*** Block opens ***
PR #811, opened 2021-05-04
API to separate Config.x users/parsers from Config.y details

rousskov:
The new API avoids several kinds of unwanted code dependencies:

* Config.x users do not need to know the type of any Config.y component.
  Forward declarations of Config.y types are sufficient.

* Config.x parsers do not need to know about Config.y parsers. Config.x
  parsers can also be hidden from Config.x users.

* The centralized parsing code does not need to contain Config.x parsing
  code (for any x) and does not maintain "generic" parser registration.
  The compiler/linker do that for us _without_ losing C++ type safety.

Correct API implementation may also help separate the active Config
object from the being-parsed configuration, to eventually support safe
"hot" reconfiguration.

This change does not convert any existing Config fields and does not
imply a policy that existing fields must be converted when touched.

The API was tested on a typical new Config.x component (to be merged
separately). It is likely to evolve, especially when support for
multi-directive components is added.

Activated by using TYPE names with two colons (e.g., TYPE: Security::X).

### DIFF
--- a/src/cache_cf.cc
+++ b/src/cache_cf.cc
@@ -662,7 +662,7 @@ ParseDirective(T &raw, ConfigParser &parser)
 
     // TODO: parser.openDirective(directiveName);
     Must(!raw);
-    raw = ConfigComponent<T>::Parse(parser);
+    raw = Configuration::Component<T>::Parse(parser);
     Must(raw);
     parser.closeDirective();
 }
@@ -678,7 +678,7 @@ DumpDirective(const T &raw, StoreEntry *entry, const char *name)
 
     entry->append(name, strlen(name));
     SBufStream os;
-    ConfigComponent<T>::Print(os, raw);
+    Configuration::Component<T>::Print(os, raw);
     const auto buf = os.buf();
     if (buf.length()) {
         entry->append(" ", 1);
@@ -692,7 +692,7 @@ template <typename T>
 static void
 FreeDirective(T &raw)
 {
-    ConfigComponent<T>::Free(raw);
+    Configuration::Component<T>::Free(raw);
 
     // While the implementation may change, there is no way to avoid zeroing.
     // Even migration to a proper SquidConfig class would not help: While
--- a/src/cache_cf.cc
+++ b/src/cache_cf.cc
@@ -24,6 +24,7 @@
 #include "base/RunnersRegistry.h"
 #include "cache_cf.h"
 #include "CachePeer.h"
+#include "ConfigOption.h"
 #include "ConfigParser.h"
 #include "CpuAffinityMap.h"
 #include "DiskIO/DiskIOModule.h"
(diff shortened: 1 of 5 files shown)


src/cache_cf.cc
```diff
@@ -633,6 +634,75 @@ parseConfigFile(const char *file_name)
...
+    return bool(raw);
+}
+
+/// Sets the given raw SquidConfig data member.
+/// Extracts and interprets parser's configuration tokens.
+template <typename T>
+static void
+ParseDirective(T &raw, ConfigParser &parser)
+{
+    if (SawDirective(raw))
```
yadij, line 660: We have quite a few directives that can be repeated over multiple lines. For this template to replace the legacy API it needs to support those. Perhapse shift this check into Config::Component<T> instead?

src/cache_cf.cc
```diff
@@ -633,6 +634,75 @@ parseConfigFile(const char *file_name)
     }
 }
 
+/*
+ * The templated functions below are essentially ConfigParser methods. They are
+ * not implemented as such because our generated code calling them is the only
+ * code that can instantiate implementations for each T -- we cannot place these
+ * definitions into ConfigParser.cc unless cf_parser.cci is moved there.
+ */
```
yadij, line 642: Since these are static templates they should be added to src/config/gadgets.h and included by cf_parser.cci

yadij (changes requested):
This should be the start of our properly designed config parsing. As such please add src/config/libconfig.la and namespace config with these new pieces inside it.

src/cache_cf.cc
rousskov: I cannot find a logical connection between "these are static templates" and "they should be added to src/config/gadgets.h and included by cf_parser.cci". If anything, the opposite (i.e. "should _not_ be ...") statement would be logically sound. Unfortunately, I do not know what problem you are trying to fix here. Moreover, I see no in-scope problems worth fixing here. Thus, it is difficult for me to suggest specific fixes to this change request that we may be able to agree on.

These templates should not be added to any C++ header file because they are not shared across translation units -- only one translation unit needs them.

Moreover, it is conceptually wrong to create header files just to be included in a _generated_ .cci file (which is itself included into a .cc file). We should keep cf_parser.cci as small/simple as possible, containing code that has to be generated and virtually nothing else. Everything that should not be generated goes into cache_cf.cc which includes cf_parser.cci (or into other manually-written source files). Our cf_parser.cci does not contain `#include` statements, and we should keep it that way (until some `#include` statements must be generated).

src/cache_cf.cc
rousskov: > We have quite a few directives that can be repeated over multiple lines. For this template to replace the legacy API it needs to support those

Yes, we will support more complex duplicate rejection logic. The SawDirective() TODO acknowledges that future work. However, we should not add that support in this PR because such support is not needed by the new API users, because proper support is difficult to design, and because designing APIs without specific users often leads to poor results.

> Perhapse shift this check into Config::Component instead?

We will make that and other complex decisions when we have to. Today, Config::Component embodies `TYPE:`-driven logic. Shifting this check into Config::Component today would imply that `TYPE` determines whether a particular directive can be repeated. That implication may be false. I would not be surprised if future duplicate handling will be driven by code _generated_ from some new cf.data.pre metadata other than `TYPE`!

I am sure ParseDirective() will change from its current simple form as we add support for more configuration cases. There is nothing wrong with that anticipated change as long as the current code addresses our current needs (and no simple changes can make it better). Trying to predict what other cases will need is not going to work well here because that decision space is very complex. Let's keep it simple while we can.

rousskov (commented):
>  please add src/config/libconfig.la and namespace config with these new pieces inside it.

Please do not force me to create a new library with nothing but a single tiny _header_ file in it. That library should be created by migrating the generic configuration code from `src/`.

Please also do not force me to migrate generic configuration code into a new dedicated library. That should be done, but it is a complex undertaking that goes way beyond this PR scope.

Even the name for the new namespace is difficult to pick because we want the name to start with a capital letter (for consistency with all other Squid namespaces), `Config` is already taken by a popular global, `Cfg` or `Conf` abbreviation may not be obvious to some readers, and `Configuration` is too long. I added `Configuration` in branch commit 8db4033, but I can rename to one of those shorter variants if you think one of them will work better then a spelled-out version.

src/cache_cf.cc
yadij: Being static templates they can be added to any .h file.

In context of my request to create src/config/ library for this polished API, they should have a .h there away from the old legacy cruft.

Under our current coding style either each one gets a file named after itself, or being too complex for forward.h they go into gadgets.h. If you can think of a filename descriptive of the group they can use that. I am not fixed on any particular name.

Since only the generated code in .cci uses these templates the best place to include is there. I will accept the cache_cf.cc if you insist though.

rousskov: > Being static templates they can be added to any .h file.

Many things can be added to any .h file. Most such things should not be. This is not an argument that can support or justify placing something into a header file!

> In context of my request to create src/config/ library for this polished API, they should have a .h there away from the old legacy cruft.

These functions should not be in a header file, as I tried to explain in my previous [response](https://github.com/squid-cache/squid/pull/811#discussion_r625812345). I have no new arguments, but if you need me to clarify the existing ones (which your response completely ignored!), please ask questions or point to flaws in my logic.

Yes, it is nice to separate new code from the "old cruft" on a source file basis, but _not_ at the expense of lowering the quality of that new code. FWIW, most of this new code can still be easily detected in this case by searching for Configuration::Component.

> Under our current coding style either each one gets a file named after itself

I see no coding style rules that require these local functions to be in a header file (or even a .cc file named after them). If there are such rules, they should probably adjusted/clarified!

> Since only the generated code in .cci uses these templates the best place to include is there.

Virtually any manually written code that can be placed outside of generated code should be placed outside, for many reasons (please let me know if I should detail them). Whether the generated code is the only user of that manually written code has no bearing on this rule of thumb.

> I will accept the cache_cf.cc if you insist though.

Yes, I do "insist" that placing these functions in a header in this PR would be a mistake. I do so not because I can insist on arbitrary things, but because I have outlined solid reasons to support my position and have been given no reasons that would justify the move (except, perhaps, the "place new code into new files" principle that I worked hard to extract and that cannot be satisfied without violating more important principles here).

yadij (approved):

rousskov:
> It just seems IMO reasonable to do the library creation here, even if it is only headers and have that followup move the existing objects into it.

It can be a reasonable thing to do in one's own PR, and asking for it can be considered reasonable during a superficial review, but a reviewer should not insist on it in this particular PR: This tiny PR was already forced out of a very different project. This PR overheads would become very significant if a proper migration to a convenience library is forced into its scope. The migration will also obscure the true changes introduces by this PR, which was the primary justification for this PR isolation! It is unreasonable to insist on a migration in this PR. Thank you for withdrawing that change request.

> > `Config` is already taken by a popular global

> "Config" is only used within other namespaces, not at the top level where this is defined - so there should be no problem with any properly written code. I am minded to use "namespace Config" and update the SourceLayout details.

FYI:  You may be thinking about `Config` sub-namespaces irrelevant to this part of my argument. I was talking about a popular global called `Config`:

```
src/SquidConfig.h:extern SquidConfig Config;
```

You can see an example of the namespace/global conflict outcome at https://godbolt.org/z/3hGsj6W3M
*** Block closes ***
§ ASSIGNED TASK:
Lines wanted from the listing above: the line with "any Config.y component." up to and including the line with "contain Config.x parsing". Please write them out exactly, adding nothing else.

§ ANSWER SPACE:
* Config.x users do not need to know the type of any Config.y component.
  Forward declarations of Config.y types are sufficient.

* Config.x parsers do not need to know about Config.y parsers. Config.x
  parsers can also be hidden from Config.x users.

* The centralized parsing code does not need to contain Config.x parsing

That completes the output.